Background

In the United States, close to two million older Americans are completely homebound and another 5.5 million have difficulty or need assistance to leave their homes making access to office-based primary care challenging. Home-based primary care (HBPC) is a model of comprehensive, longitudinal medical care delivered by an interdisciplinary team including physicians, nurse practitioners, nurses, social workers and others directly in patients’ homes. It is designed to provide access to primary medical care for homebound persons. HBPC provides medical care traditionally provided in an ambulatory care setting and does not provide personal supportive care services such as assistance with activities of daily living. Only 12% of homebound older Americans receive HBPC.1

While HBPC care is associated with reductions in emergency department and hospital utilization, lower costs, and better care experience,2 it has been largely ignored in the context of Center for Medicare and Medicaid Services (CMS) care quality initiatives, quality improvement (QI), and value-based care.3 To address this gap, researchers with input from clinicians, policy makers, patients, and caregivers developed HBPC-specific quality of care measures and a quality framework for HBPC.4 In 2018, the National Home-Based Primary Care Learning Network (LN) was created to instill a culture of quality and QI in HBPC through trainings and monthly workshops.3,5 The LN now comprises over 100 HBPC US practices.

LN practices have the opportunity to track the change ideas they test via plan-do-study-act cycles on a common QI learning platform. The aim of this study was to inventory change ideas tested by LN practices, categorize them, and develop a driver diagram to inform a conceptual framework of critical functions of HBPC and current quality of care challenges experienced by HBPC practices.

Methods

We collected all change ideas tested in PDSA cycles conducted by LN practices and entered them into the QI learning platform between March 2020 and November 2024. Change ideas were categorized using directive qualitative content analysis6 by the LN leadership team, which informed the development of a driver diagram (DD).

Results

Across 704 PDSA cycles initiated and/or completed by LN practices, 223 unique, non-redundant change ideas were tested.

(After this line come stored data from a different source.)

PR #1017, opened 2023-12-10
Wicket 10.x bootstrap 5.x FormGroup validation

vrozkovec:
See description of the problem in #1018


bootstrap-core/src/main/java/de/agilecoders/wicket/core/markup/html/bootstrap/form/FormGroup.java
```diff
@@ -239,16 +240,50 @@ protected void onConfigure() {
         stateClassName = "";
         feedback.setDefaultModelObject("");
 
+        String validComponentClass = "is-valid";
+        String invalidComponentClass = "is-invalid";
```
martin-g, line 244: Those could be class constants

martin-g (approved):

martin-g:
Thank you, @vrozkovec !

PR #1021, opened 2023-12-10
Remove more usages of guava

ursjoss:
In #885, the dependency on guava was removed. This PR removes  some more leftover usages of guava.


martin-g (approved):

martin-g:
Thank you, @ursjoss !

Issue #1024, opened 2023-12-13
Bootstrap samples validation won't work


keesvandieren:
Reproduction:

* clone project, checkout wicket-10.x-bootstrap-5.x
* Import in IDEA, run `de.agilecoders.wicket.Start` in dir `$MODULE_WORKING_DIR$`
* Go to `http://localhost:8080/validation/tooltip`
* Submit the form

Exception stacktrace shows up:

```
	... 61 common frames omitted
2023-12-13 12:30:54,461 [qtp2003891312-21] WARN [org.eclipse.jetty.server.HttpChannel] - /validation/tooltip
java.lang.NoClassDefFoundError: com/google/common/base/Strings
	at de.agilecoders.wicket.extensions.markup.html.bootstrap.form.validation.FeedbackMessageBehavior.onComponentTag(FeedbackMessageBehavior.java:43)
	at org.apache.wicket.Component.renderComponentTag(Component.java:3961)
	at org.apache.wicket.Component.internalRenderComponent(Component.java:2501)
```

keesvandieren:
Guava is not on the classpath. It is a transitive dependency in bootstrap-extensions:

```
        <dependency>
            <groupId>com.google.javascript</groupId>
            <artifactId>closure-compiler-unshaded</artifactId>
            <optional>true</optional>
        </dependency>
```

Proposed solution: add guava as a direct dependency of bootstrap-extensions.

martin-g:
Fixed with e2cb5709

PR #1025, opened 2023-12-13
Add guava as dependency

keesvandieren:
Guava is missing but needed. It got unnoticed because it was delivered as transitive dependency of optional dependency in bootstrap-extensions

See #1024


martin-g:
No!
Guava should not be used at all! It brings only problems!

keesvandieren:
Thanks for fixing! de.agilecoders.wicket.extensions.markup.html.bootstrap.form.typeaheadV10.TypeaheadConfig also has reference to com.google.common.collect.ObjectArrays. Can you replace that too?

martin-g:
Done!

Change ideas were grouped into 10 categories and linked to 6 secondary drivers and 4 primary drivers of change in service of the LN’s aim to improve HBPC so that all HBPC patients receive high-quality HBPC. The 4 primary drivers were: 1) patient identification, eligibility, and assessments; 2) care coordination; 3) care planning; 4) structural supports. Each primary driver links into two secondary drivers reflecting expected overlap in patient care and practice functions. See Figure.

Discussion

Change ideas tested by LN practices reflect the challenges faced by HBPC practices in providing high-quality care to their high-need homebound older adults with high prevalence rates of multimorbidity, functional and cognitive impairment. These conditions require a range of assessments to optimize care. HBPC practices faced challenges effectively addressing these complex needs and sought to improve their ability to: identify and enroll appropriate patients, manage care transitions in a population that has high rates of emergency department and hospital utilization, involve patients and their family caregivers as members of the care team, optimize electronic health record processes for a type of practice for which electronic health records were not designed to accommodate, as well as improve logistics in operating care outside of facility-based office-based primary care.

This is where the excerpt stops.